Your answer must be the full listing, reproduced word for word.

____

PR #130, opened 2017-12-18
Dockerfile: put variables inside curly braces

pkubatrh:
since OSBS had trouble expanding some during build


5.20/Dockerfile
```diff
@@ -23,15 +23,15 @@ LABEL summary="$SUMMARY" \
       io.k8s.description="$DESCRIPTION" \
       io.k8s.display-name="Apache 2.4 with mod_perl/$PERL_VERSION" \
       io.openshift.expose-services="8080:http" \
-      io.openshift.tags="builder,$NAME,$NAME$PERL_SHORT_VER" \
+      io.openshift.tags="builder,$NAME,${NAME}${PERL_SHORT_VER}" \
```
ppisar: The first $NAME is not parenthesized. This flaw is in all Dockerfile files.

pkubatrh: Fixed now, thanks!

ppisar:
Now the patch is good.

PR #140, opened 2018-05-14
Add version 5.26

pkubatrh:
The centos build will fail for now as the `rh-perl526-perl-Apache-Reload` is yet to be rebuilt, but the code can be ready in this PR until it is available.


ppisar:
Thank you for the pull request, but I have already made all necessary changes. But not yet pushed because of CentOS lacking the builds.

hhorak:
[test]

hhorak:
[test-openshift]

hhorak:
It seems like the openshift tests only fail because there is no new app in the master yet, which should be fixed after merging. So, merging :) THANKS!

PR #141, opened 2018-05-14
Deprecate version 5.20

pkubatrh:


omron93:
Thanks.

ppisar:
The Makefile should move 5.20 from VERSIONS variable to OPENSHIFT_NAMESPACES
variable. The patch removes it instead. OpenShift wants to offer deprecated
images to its users.

pkubatrh:
To be honest I do not think the `OPENSHIFT_NAMESPACES` variable is even used for anything anymore

omron93:
`OPENSHIFT_NAMESPACES` was used to pick images which should have `openshift/` namespace. Later images now have `centos/` namespace.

____

[Response to the task]:
PR #130, opened 2017-12-18
Dockerfile: put variables inside curly braces

pkubatrh:
since OSBS had trouble expanding some during build


5.20/Dockerfile
```diff
@@ -23,15 +23,15 @@ LABEL summary="$SUMMARY" \
       io.k8s.description="$DESCRIPTION" \
       io.k8s.display-name="Apache 2.4 with mod_perl/$PERL_VERSION" \
       io.openshift.expose-services="8080:http" \
-      io.openshift.tags="builder,$NAME,$NAME$PERL_SHORT_VER" \
+      io.openshift.tags="builder,$NAME,${NAME}${PERL_SHORT_VER}" \
```
ppisar: The first $NAME is not parenthesized. This flaw is in all Dockerfile files.

pkubatrh: Fixed now, thanks!

ppisar:
Now the patch is good.

PR #140, opened 2018-05-14
Add version 5.26

pkubatrh:
The centos build will fail for now as the `rh-perl526-perl-Apache-Reload` is yet to be rebuilt, but the code can be ready in this PR until it is available.


ppisar:
Thank you for the pull request, but I have already made all necessary changes. But not yet pushed because of CentOS lacking the builds.

hhorak:
[test]

hhorak:
[test-openshift]

hhorak:
It seems like the openshift tests only fail because there is no new app in the master yet, which should be fixed after merging. So, merging :) THANKS!

PR #141, opened 2018-05-14
Deprecate version 5.20

pkubatrh:


omron93:
Thanks.

ppisar:
The Makefile should move 5.20 from VERSIONS variable to OPENSHIFT_NAMESPACES
variable. The patch removes it instead. OpenShift wants to offer deprecated
images to its users.

pkubatrh:
To be honest I do not think the `OPENSHIFT_NAMESPACES` variable is even used for anything anymore

omron93:
`OPENSHIFT_NAMESPACES` was used to pick images which should have `openshift/` namespace. Later images now have `centos/` namespace.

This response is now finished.